====== Working data
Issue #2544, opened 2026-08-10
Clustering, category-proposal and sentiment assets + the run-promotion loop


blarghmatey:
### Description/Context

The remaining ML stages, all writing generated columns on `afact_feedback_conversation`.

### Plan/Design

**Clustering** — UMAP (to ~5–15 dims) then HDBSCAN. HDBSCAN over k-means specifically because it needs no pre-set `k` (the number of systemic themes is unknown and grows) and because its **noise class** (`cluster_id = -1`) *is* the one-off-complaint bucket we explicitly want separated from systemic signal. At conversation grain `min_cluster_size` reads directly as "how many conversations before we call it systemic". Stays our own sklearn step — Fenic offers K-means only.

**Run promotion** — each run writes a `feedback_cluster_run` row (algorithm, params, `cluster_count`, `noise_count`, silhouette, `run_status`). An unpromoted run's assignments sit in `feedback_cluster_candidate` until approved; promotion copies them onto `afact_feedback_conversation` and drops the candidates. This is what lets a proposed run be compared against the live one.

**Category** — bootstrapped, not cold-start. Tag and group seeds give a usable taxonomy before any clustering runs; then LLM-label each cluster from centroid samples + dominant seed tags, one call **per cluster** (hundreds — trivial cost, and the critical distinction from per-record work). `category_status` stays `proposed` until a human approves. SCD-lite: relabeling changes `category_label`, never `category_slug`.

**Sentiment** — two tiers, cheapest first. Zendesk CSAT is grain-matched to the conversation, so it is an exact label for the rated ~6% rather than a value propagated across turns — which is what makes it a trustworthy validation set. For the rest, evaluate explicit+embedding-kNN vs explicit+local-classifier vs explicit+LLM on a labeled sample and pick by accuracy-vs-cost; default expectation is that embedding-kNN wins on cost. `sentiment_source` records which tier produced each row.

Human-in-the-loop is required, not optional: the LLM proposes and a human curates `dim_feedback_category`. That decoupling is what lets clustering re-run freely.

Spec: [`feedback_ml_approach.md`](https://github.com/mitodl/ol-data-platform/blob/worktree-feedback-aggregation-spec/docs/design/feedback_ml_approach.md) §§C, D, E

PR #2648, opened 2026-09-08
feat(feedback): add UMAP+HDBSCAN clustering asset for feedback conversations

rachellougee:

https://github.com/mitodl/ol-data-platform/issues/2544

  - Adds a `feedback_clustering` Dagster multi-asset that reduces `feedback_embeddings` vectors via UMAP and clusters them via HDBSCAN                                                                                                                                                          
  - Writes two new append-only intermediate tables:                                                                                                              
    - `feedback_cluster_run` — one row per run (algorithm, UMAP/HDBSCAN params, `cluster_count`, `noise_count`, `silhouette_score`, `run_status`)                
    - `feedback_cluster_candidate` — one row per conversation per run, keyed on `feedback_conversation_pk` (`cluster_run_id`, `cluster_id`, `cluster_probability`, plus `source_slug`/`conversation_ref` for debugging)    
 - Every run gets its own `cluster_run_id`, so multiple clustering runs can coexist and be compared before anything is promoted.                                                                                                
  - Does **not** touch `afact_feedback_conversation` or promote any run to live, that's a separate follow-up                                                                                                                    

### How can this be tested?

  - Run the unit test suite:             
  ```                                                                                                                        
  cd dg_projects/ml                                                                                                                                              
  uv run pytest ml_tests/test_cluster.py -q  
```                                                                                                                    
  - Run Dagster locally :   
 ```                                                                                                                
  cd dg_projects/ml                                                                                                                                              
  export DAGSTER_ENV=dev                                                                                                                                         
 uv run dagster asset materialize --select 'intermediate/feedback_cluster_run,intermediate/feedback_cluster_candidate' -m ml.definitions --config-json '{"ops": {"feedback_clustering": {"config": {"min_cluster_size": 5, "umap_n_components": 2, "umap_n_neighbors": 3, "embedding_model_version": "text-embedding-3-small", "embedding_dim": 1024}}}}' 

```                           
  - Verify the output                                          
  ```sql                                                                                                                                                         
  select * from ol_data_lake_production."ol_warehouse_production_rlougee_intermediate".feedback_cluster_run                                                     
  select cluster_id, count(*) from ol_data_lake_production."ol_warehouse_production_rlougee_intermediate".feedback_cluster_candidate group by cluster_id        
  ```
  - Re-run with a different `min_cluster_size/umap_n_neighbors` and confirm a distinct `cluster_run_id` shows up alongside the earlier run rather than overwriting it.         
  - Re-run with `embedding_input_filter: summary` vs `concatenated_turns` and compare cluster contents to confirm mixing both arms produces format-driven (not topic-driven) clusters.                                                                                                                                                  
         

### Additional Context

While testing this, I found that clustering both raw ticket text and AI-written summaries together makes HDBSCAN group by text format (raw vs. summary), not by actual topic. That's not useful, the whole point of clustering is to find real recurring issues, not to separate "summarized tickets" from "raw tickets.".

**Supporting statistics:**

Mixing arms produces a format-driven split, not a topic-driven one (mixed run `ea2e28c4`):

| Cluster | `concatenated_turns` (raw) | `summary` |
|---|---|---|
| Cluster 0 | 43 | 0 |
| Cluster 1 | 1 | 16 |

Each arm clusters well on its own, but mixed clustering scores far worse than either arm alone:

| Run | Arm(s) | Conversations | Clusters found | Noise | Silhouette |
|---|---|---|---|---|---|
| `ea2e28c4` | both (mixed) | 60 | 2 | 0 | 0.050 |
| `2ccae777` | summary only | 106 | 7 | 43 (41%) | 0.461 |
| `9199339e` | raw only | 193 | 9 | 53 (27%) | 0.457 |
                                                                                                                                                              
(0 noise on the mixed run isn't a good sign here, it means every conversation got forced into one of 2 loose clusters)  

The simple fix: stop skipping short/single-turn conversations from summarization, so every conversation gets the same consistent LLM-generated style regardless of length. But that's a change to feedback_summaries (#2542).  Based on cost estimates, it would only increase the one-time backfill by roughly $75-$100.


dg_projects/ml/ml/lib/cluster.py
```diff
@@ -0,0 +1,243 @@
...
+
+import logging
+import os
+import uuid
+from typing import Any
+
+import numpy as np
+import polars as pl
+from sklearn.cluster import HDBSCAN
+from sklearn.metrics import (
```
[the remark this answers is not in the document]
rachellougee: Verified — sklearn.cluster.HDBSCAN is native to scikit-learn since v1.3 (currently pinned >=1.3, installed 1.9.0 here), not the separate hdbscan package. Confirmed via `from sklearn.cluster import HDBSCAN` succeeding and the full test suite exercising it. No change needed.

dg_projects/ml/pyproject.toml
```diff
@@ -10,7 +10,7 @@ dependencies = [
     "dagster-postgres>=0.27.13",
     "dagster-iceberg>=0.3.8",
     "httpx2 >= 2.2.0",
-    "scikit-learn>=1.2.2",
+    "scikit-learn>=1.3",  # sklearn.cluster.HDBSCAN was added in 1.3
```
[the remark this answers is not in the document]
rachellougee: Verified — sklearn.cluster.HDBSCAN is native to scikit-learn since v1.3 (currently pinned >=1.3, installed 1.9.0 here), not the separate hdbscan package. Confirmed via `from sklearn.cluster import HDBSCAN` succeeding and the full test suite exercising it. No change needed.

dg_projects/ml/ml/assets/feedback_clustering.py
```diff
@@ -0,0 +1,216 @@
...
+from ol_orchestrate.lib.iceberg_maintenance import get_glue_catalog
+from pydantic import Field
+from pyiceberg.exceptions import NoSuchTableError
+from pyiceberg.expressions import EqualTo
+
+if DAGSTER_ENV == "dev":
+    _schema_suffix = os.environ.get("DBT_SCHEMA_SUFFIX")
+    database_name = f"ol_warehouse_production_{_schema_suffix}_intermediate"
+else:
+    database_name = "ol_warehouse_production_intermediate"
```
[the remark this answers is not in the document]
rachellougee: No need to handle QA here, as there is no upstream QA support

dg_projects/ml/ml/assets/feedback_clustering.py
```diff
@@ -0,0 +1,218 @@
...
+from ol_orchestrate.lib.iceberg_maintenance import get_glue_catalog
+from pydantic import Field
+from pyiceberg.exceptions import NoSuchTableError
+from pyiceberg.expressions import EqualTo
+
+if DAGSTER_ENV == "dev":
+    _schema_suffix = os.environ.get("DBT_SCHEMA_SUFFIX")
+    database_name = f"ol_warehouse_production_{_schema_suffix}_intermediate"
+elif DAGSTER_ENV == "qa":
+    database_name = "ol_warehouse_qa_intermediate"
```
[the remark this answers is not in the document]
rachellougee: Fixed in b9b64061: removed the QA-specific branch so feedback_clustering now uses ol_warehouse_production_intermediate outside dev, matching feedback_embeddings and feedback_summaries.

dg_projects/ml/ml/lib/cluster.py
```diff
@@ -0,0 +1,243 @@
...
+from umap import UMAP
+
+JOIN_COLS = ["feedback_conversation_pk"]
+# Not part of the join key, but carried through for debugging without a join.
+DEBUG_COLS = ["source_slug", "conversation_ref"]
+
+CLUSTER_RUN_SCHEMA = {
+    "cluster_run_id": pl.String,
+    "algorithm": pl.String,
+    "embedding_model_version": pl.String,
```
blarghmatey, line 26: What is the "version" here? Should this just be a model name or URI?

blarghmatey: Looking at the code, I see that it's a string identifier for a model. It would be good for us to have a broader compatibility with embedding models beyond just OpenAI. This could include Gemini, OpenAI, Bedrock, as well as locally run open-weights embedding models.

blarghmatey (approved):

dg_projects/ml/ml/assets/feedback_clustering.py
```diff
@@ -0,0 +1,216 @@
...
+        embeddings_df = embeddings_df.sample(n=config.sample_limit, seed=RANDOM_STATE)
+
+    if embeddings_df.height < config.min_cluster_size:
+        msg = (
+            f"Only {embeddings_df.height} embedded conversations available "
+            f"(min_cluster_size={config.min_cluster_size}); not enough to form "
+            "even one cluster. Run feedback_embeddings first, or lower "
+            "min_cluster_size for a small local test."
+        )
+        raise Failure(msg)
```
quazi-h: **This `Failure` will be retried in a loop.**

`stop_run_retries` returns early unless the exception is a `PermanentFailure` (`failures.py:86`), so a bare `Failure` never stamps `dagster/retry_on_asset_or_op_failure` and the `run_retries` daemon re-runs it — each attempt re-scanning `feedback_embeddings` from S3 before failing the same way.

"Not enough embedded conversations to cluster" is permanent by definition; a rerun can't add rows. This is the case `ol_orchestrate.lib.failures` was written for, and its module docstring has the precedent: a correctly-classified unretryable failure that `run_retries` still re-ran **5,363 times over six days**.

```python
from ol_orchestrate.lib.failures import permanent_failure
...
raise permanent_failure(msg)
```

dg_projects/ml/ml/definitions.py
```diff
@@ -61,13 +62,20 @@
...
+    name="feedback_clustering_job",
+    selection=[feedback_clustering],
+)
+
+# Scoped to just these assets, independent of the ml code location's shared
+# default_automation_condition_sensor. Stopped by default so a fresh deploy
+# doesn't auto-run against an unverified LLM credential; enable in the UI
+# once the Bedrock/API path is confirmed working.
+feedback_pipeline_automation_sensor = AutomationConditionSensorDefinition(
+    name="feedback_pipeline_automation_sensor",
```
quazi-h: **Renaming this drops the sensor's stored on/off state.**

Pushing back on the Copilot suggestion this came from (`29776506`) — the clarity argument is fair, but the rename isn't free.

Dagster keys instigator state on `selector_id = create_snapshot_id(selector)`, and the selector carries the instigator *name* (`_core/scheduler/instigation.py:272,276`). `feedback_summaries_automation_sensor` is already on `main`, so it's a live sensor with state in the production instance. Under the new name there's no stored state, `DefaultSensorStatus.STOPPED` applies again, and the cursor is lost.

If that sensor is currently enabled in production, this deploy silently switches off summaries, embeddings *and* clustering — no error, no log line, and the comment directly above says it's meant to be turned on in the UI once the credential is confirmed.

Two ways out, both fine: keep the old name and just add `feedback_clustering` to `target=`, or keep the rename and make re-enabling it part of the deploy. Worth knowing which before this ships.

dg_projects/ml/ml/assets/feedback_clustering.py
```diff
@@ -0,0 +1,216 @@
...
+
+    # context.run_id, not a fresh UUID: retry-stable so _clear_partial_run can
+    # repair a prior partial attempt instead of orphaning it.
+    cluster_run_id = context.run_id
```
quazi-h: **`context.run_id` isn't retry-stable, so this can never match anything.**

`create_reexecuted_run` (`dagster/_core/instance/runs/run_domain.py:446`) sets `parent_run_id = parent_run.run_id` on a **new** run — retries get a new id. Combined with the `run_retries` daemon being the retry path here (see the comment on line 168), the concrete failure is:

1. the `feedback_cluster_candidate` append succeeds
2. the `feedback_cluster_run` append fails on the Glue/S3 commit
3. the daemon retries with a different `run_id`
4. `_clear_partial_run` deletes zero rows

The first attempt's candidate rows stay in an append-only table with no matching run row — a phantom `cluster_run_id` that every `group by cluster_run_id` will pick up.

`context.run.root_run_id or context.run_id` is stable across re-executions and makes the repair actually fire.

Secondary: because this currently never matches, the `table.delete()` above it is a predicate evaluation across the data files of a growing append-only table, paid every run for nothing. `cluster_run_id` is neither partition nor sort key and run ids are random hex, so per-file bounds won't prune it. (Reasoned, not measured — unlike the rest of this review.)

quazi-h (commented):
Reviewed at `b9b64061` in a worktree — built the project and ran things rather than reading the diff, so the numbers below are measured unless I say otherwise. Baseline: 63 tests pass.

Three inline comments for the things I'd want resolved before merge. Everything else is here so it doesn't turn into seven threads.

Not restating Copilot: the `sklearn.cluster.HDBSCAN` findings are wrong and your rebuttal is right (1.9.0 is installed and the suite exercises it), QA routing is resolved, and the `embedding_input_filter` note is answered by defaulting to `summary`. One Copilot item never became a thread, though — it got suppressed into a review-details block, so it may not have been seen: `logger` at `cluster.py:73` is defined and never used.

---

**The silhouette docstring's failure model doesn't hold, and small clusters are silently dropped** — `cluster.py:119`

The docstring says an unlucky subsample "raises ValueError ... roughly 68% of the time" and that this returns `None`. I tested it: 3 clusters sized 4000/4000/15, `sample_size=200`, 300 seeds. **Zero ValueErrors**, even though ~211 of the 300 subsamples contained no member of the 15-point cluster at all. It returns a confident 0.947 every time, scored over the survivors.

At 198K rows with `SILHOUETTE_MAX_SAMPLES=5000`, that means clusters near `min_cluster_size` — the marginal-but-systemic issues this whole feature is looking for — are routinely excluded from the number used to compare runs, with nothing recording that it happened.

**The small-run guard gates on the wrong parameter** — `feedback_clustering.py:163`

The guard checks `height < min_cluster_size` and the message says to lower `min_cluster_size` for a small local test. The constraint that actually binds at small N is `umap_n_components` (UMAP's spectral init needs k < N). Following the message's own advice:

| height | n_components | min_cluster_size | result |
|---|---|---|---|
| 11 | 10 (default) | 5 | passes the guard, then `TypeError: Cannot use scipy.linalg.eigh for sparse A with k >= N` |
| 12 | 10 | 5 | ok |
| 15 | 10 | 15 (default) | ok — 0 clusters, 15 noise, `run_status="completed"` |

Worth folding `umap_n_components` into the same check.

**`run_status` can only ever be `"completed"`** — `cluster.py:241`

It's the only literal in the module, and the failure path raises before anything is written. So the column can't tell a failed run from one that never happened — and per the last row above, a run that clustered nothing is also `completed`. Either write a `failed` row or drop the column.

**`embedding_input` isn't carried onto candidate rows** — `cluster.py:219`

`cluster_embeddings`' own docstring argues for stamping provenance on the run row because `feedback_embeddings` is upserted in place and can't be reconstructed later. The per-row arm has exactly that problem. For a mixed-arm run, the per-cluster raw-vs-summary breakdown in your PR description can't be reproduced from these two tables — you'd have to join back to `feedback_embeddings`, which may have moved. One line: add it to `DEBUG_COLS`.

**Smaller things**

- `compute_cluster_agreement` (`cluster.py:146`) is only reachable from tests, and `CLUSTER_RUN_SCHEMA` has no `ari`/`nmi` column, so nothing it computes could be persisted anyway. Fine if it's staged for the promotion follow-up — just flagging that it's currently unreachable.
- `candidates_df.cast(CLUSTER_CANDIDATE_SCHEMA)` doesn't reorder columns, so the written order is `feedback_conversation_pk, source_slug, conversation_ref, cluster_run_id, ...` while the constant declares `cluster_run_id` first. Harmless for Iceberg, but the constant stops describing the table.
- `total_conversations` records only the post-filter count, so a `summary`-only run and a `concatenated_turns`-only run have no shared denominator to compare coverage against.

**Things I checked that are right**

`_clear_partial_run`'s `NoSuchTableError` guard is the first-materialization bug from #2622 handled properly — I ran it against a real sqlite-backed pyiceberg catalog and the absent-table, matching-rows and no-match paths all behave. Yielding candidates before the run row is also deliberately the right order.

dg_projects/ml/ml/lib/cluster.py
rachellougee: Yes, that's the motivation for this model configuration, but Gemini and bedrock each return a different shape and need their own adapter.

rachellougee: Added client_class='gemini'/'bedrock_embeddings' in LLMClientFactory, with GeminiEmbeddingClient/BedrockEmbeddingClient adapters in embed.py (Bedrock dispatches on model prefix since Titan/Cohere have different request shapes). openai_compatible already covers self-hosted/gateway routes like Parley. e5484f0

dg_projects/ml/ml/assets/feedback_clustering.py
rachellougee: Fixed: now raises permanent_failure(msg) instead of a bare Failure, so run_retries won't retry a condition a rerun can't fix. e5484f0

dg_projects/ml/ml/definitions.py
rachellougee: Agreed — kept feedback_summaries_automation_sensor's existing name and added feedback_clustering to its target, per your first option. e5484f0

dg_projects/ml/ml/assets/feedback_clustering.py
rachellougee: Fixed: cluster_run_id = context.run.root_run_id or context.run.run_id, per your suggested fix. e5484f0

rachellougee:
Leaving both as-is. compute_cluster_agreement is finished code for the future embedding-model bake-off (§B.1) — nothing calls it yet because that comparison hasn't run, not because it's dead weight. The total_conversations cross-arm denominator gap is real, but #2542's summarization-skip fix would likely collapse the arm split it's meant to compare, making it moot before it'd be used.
============
» Exercise prompt
Every line from the top of the material above through the line holding "Human-in-the-loop is required, not" should be reproduced word for word, and nothing beyond it.

» Response
Issue #2544, opened 2026-08-10
Clustering, category-proposal and sentiment assets + the run-promotion loop


blarghmatey:
### Description/Context

The remaining ML stages, all writing generated columns on `afact_feedback_conversation`.

### Plan/Design

**Clustering** — UMAP (to ~5–15 dims) then HDBSCAN. HDBSCAN over k-means specifically because it needs no pre-set `k` (the number of systemic themes is unknown and grows) and because its **noise class** (`cluster_id = -1`) *is* the one-off-complaint bucket we explicitly want separated from systemic signal. At conversation grain `min_cluster_size` reads directly as "how many conversations before we call it systemic". Stays our own sklearn step — Fenic offers K-means only.

**Run promotion** — each run writes a `feedback_cluster_run` row (algorithm, params, `cluster_count`, `noise_count`, silhouette, `run_status`). An unpromoted run's assignments sit in `feedback_cluster_candidate` until approved; promotion copies them onto `afact_feedback_conversation` and drops the candidates. This is what lets a proposed run be compared against the live one.

**Category** — bootstrapped, not cold-start. Tag and group seeds give a usable taxonomy before any clustering runs; then LLM-label each cluster from centroid samples + dominant seed tags, one call **per cluster** (hundreds — trivial cost, and the critical distinction from per-record work). `category_status` stays `proposed` until a human approves. SCD-lite: relabeling changes `category_label`, never `category_slug`.

**Sentiment** — two tiers, cheapest first. Zendesk CSAT is grain-matched to the conversation, so it is an exact label for the rated ~6% rather than a value propagated across turns — which is what makes it a trustworthy validation set. For the rest, evaluate explicit+embedding-kNN vs explicit+local-classifier vs explicit+LLM on a labeled sample and pick by accuracy-vs-cost; default expectation is that embedding-kNN wins on cost. `sentiment_source` records which tier produced each row.

Human-in-the-loop is required, not optional: the LLM proposes and a human curates `dim_feedback_category`. That decoupling is what lets clustering re-run freely.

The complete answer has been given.